DESCRIPTION OF THE INVENTION

(36) Referring to the drawings in greater detail and by reference characters thereto, there is illustrated an anareobic methanation system that works by means of multiple cylindrical vessels (bioreactors or processors) almost totally immersed in water. A sectional side view of one of these bioreactors is shown in FIG. 1.

(37) Each immersed vessel is a pressurized cylindrical bioreactor 10, comprising flotation rings 11 positioned at each end to stabilize its horizontal level. Air buckets 12 are positioned along the longitudinal middle shell to trap air ejected through a conduit 13 beneath the vessel 10, and to use this air as a force to revolve the vessel 10, and mix its content. These can be viewed in FIG. 2 and FIG. 3A. Since there are several processors, the first one of a series is designated as processor 10a, the middle ones that can be more or less numerous are designated as 10b, 10c, 10d, etc., and the last processor is designated as processor 10z.

(38) Other buckets 14 (see FIG. 3A) are positioned inside the revolving vessels 10 facing in the opposite direction from the outside ones 12 to grab and mix the contents by sinking the gas, and floating elements while raising the heavy matter from the bottom to let it sink back, crossing the climbing gas bubbles.

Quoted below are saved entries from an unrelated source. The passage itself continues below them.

PR #31, opened 2018-07-23
Ant world units

neworderofjamie:
Adding units to ant_world - definitely makes the ``Parameters`` namespace way more meaningful! In the process I got a little distracted moving ``using namespace`` directives out of the global namespace in headers. That's generally really nasty behaviour as there's no way to UNusing namespaces! As units is going to be standard in BoB Robotics I've fixed most of these by just moving the usings into one of our namespaces. In other smaller headers where it's less irritating/there's no literals I've just written them out longhand.


alexdewar:
This looks nice. I've been tidying up the makefiles on another branch and just noticed that I borked the ant_world code with the last set of changes I made!

neworderofjamie:
It builds through the GeNN 'user makefile' which may make it extra borky :)

ant_world/parameters.h
```diff
@@ -68,7 +75,7 @@ namespace Parameters
     constexpr unsigned int displayRenderHeight = intermediateSnapshotHeight * displayScale;
 
     // Ant parameters
-    // How fast does the ant move?
-    constexpr float antTurnSpeed = 4.0f;
-    constexpr float antMoveSpeed = 0.05f;
+    // How fast does the ant move each timestep?
+    constexpr degree_t antTurnSpeed = 4.0_deg;
+    constexpr meter_t antMoveSpeed = 0.05_m;
```
alexdewar: Just a minor nit: I'm not sure "speed" is the right word here (I thought you meant real velocity for a mo). How about ``antTurnStepSize`` and ``antStepSize`` (or something less clunky)?

imgproc/unwrapfile_src/unwrap.h
```diff
@@ -36,20 +33,20 @@ void getmaps(Mat &map_x, Mat &map_y, Size ssrc)
...
 {
     if (!im.data) {
-        cerr << "Error: Could not read data" << endl;
+        std::cerr << "Error: Could not read data" << std::endl;
         return false;
     }
     if (im.rows != im.cols) {
-        cerr << "File is not panoramic -- skipping " << filepath << endl;
+        std::cerr << "File is not panoramic -- skipping " << filepath << std::endl;
         return false;
```
alexdewar: Thanks for tidying up here. I have somewhat neglected this bit of code :-/

libantworld/agent.h
```diff
@@ -73,8 +75,8 @@ class AntAgent
     }
 
 private:
-    Vector3<degree_t> m_Attitude{ 0_deg, 0_deg, 0_deg };
-    Vector3<meter_t> m_Position{ 0_m, 0_m, 0_m };
+    Vector3<degree_t> m_Attitude{{ 0_deg, 0_deg, 0_deg }};
+    Vector3<meter_t> m_Position{{ 0_m, 0_m, 0_m }};
```
alexdewar: Do the extra set of curlies do anything? I'm guessing it's calling the array constructor with an array argument rather than passing the args directly, but does that change things?

libantworld/common.h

(39) Each vessel has an inlet and outlet spout 15 in the middle point of its longitudinal ends. The spouts 15 leave the bioreactors free to swivel into inlet and outlet conduits 16 that drive and exhaust the substance from vessel to vessel. The conduits 16, drawing from a surface point, could be used to maintain the position of the processors 10. The spouts 15, and the conduits 16 are best seen in FIG. 3A.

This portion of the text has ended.